Закончив собираться, следом за Беляной я спустилась на первый этаж и, пройдя через несколько смежных комнат, оказалась в столовой.
«Все-таки с неродным отцом», — подумала с облегчением, заметив во главе стола князя Вяземского собственной гордо-надменной персоной.
Все же о чем говорить с князем номер два, aka Воронцовым, временно моим женихом, а по сути, чужим, я представляла смутно. Ему в лице меня, точнее Софьи, подложили большую такую хрюшку.
Если уж я это понимаю, то мужчина наверняка в данный момент рвет на себе одежду, посыпает голову пеплом и загоняет крест в землю своего рода: жениться на пустышках у колдунов считалось, мягко говоря, моветоном.
Мне было искренне жаль парня, и я примерно представляла, чем руководствовался император, отдавая приказ. Наверняка задницу сына прикрывал: будущему правителю никак нельзя жениться на девице без капли магии и уж тем более иметь славу насильника. А заодно бросил кость Вяземскому, устроив судьбу его бесполезной, болезной дочурки с завидным женихом.

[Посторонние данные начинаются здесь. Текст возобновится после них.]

PR #481, opened 2021-05-04
RUMM-1104 Add `SpanEvent` scrubbing API - implement event mapper

ncreated:
### What and why?

📦 This PR adds the actual implementation of `SpanEvents` scrubbing - the `SpanEvents` mapper API:
```swift
public func setSpanEventMapper(_ mapper: @escaping (SpanEvent) -> SpanEvent)
```

### How?

Similar to how RUM events mapper works, the mapper is set up from public interface and passed to the `SpanBuilder` through `FeaturesConfiguration` structure. If the mapper is configured, the builder asks it for redacted version of the `SpanEvent`.

This required making `SpanEvent` public along with some of its dependencies (notably `NetworkConnectionInfo` and `CarrierInfo`).

### Review checklist

### DIFF
--- a/Tests/DatadogTests/Helpers/EquatableInTests.swift
+++ b/Tests/DatadogTests/Helpers/EquatableInTests.swift
@@ -1,0 +1,80 @@
+/*
+ * Unless explicitly stated otherwise all files in this repository are licensed under the Apache License Version 2.0.
+ * This product includes software developed at Datadog (https://www.datadoghq.com/).
+ * Copyright 2019-2020 Datadog, Inc.
+ */
+
+import Foundation
+
+/// Utility protocol adding `Equatable` conformance to any arbitrary type.
+/// The equatabiliity is determined based on comparing type mirrors and values.
+protocol EquatableInTests: Equatable {}
+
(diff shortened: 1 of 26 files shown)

Софью мне тоже было жалко. Девушка точно не виновата в идиотских играх придурка-принца. К тому же князь Воронцов протормозил, не сразу бросился защищать девушку…
И вот результат: мне грозит замужество, а ему женитьба.
Пока я философствовала, застыв на пороге, князь хмурился и разглядывал меня, храня молчание.
Не сказать, что я девушка робкого десятка, но сейчас, оказавшись в просторной, богато обставленной комнате, под пристальным взглядом «папеньки» замешкалась и даже испытала смущение. Понятия не имею, что говорить. Нет, какие-то мысли были, смутные, сумбурные. Вроде бы надо как-то витиевато поприветствовать родителя (память Софьи подсказывала), однако мне совсем не хотелось перед ним расшаркиваться. Даже выдавить из себя простое «папа» — и то не вышло.